## The problem
Across the listing below, work out how many lines include the word "support". Give the number alone.

## Extracted records
● ● ● ● ● ● ●

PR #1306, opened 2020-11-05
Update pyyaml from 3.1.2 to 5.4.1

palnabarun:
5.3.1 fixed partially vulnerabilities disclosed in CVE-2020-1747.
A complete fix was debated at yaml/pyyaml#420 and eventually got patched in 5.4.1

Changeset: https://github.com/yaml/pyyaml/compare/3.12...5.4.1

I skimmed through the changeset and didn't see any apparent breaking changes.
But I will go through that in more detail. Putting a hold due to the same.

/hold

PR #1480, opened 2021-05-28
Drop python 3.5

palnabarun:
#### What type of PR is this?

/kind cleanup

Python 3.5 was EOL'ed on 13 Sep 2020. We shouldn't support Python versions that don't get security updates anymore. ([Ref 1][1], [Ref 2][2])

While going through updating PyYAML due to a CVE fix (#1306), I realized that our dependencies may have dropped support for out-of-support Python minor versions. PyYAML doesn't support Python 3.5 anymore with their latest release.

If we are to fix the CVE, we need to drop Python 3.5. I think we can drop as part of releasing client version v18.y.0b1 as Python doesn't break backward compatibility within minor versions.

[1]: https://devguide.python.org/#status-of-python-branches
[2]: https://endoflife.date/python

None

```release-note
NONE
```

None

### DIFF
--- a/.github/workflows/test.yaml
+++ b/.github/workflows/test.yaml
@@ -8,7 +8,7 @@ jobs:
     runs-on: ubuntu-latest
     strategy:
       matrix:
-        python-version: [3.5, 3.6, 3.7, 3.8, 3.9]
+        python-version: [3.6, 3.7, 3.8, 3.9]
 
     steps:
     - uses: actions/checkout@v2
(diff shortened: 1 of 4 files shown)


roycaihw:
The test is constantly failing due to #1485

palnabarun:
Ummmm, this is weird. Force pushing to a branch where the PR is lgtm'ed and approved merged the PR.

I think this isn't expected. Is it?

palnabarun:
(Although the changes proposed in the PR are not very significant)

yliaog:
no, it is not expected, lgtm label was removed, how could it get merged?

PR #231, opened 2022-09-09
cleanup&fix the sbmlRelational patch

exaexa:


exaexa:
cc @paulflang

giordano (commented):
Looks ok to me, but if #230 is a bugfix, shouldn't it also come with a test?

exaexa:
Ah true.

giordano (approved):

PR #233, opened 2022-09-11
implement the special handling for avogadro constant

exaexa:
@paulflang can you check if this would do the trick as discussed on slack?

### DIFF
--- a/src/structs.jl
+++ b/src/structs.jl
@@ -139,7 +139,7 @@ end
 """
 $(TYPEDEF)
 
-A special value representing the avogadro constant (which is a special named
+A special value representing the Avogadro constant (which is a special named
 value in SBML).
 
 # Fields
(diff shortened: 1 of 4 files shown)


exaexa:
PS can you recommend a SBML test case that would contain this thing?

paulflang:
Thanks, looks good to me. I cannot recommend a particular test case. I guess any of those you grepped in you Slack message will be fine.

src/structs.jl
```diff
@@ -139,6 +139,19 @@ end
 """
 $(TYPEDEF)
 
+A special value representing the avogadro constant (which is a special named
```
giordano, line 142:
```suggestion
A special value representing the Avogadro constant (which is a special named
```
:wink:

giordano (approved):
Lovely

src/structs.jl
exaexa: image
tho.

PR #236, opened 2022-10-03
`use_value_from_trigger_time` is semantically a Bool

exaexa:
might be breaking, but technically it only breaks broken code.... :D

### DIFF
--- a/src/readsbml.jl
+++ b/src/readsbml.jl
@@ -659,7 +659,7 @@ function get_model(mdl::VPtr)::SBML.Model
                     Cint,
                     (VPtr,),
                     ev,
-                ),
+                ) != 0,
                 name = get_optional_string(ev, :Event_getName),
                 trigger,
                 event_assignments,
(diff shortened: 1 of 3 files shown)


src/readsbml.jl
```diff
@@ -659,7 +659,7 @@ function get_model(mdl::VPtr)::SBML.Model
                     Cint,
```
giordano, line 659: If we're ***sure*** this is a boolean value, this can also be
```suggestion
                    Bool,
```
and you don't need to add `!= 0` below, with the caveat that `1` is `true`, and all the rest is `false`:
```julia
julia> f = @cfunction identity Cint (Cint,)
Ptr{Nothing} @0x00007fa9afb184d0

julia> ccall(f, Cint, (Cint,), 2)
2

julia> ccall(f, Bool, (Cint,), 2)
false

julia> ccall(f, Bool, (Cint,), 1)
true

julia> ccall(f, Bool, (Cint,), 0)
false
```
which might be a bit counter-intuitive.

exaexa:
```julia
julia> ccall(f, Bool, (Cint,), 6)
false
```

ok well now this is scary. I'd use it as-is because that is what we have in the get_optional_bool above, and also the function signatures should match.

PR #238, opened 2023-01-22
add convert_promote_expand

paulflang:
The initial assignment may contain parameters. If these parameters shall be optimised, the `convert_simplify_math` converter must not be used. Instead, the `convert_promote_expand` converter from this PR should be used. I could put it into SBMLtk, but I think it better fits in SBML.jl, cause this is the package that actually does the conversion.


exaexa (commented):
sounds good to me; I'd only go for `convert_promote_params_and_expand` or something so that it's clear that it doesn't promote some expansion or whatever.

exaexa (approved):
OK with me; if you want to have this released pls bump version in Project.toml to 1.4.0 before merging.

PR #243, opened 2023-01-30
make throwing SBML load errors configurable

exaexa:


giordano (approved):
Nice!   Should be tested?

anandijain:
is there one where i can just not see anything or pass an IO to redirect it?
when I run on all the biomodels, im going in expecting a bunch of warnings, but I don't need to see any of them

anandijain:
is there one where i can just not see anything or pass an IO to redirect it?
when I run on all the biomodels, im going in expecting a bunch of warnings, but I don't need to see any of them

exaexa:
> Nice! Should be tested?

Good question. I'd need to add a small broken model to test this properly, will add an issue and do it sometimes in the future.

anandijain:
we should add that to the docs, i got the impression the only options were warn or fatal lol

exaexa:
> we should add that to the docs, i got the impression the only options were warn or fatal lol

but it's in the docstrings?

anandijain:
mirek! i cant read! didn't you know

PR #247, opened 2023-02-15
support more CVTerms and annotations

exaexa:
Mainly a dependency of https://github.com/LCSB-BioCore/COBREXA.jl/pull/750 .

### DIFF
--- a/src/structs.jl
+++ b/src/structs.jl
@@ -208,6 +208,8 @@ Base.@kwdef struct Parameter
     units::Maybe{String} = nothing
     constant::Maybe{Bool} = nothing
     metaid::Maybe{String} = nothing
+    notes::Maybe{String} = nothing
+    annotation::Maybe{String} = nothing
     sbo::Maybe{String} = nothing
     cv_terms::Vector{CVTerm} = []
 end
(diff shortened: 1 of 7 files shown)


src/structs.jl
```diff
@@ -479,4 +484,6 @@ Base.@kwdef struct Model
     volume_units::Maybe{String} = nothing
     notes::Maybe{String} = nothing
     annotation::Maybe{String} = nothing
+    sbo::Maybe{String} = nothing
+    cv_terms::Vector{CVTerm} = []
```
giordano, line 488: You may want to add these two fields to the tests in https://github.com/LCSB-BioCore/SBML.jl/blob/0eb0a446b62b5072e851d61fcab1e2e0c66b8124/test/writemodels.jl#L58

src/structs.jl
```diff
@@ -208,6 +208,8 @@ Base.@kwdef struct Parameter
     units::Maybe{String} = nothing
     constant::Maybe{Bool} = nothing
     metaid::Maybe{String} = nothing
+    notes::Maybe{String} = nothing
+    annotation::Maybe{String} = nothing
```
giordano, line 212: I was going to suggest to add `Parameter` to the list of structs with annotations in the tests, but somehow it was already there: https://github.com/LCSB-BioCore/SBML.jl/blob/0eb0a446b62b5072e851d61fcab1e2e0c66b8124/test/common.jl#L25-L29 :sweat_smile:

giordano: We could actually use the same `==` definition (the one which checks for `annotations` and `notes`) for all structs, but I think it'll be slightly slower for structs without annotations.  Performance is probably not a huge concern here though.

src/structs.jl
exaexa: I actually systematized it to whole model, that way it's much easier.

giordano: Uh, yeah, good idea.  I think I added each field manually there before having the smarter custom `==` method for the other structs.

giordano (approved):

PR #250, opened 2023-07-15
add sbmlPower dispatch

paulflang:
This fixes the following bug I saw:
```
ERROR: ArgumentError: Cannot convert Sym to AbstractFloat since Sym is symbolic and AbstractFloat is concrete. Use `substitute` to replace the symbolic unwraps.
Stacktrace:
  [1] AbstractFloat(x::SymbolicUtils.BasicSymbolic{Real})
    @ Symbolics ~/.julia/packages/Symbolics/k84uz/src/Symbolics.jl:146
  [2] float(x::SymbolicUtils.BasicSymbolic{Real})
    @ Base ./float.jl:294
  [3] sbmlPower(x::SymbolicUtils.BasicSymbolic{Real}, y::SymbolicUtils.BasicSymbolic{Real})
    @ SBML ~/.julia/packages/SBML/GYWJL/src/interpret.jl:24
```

● ● ● ● ● ● ●

## Task result
3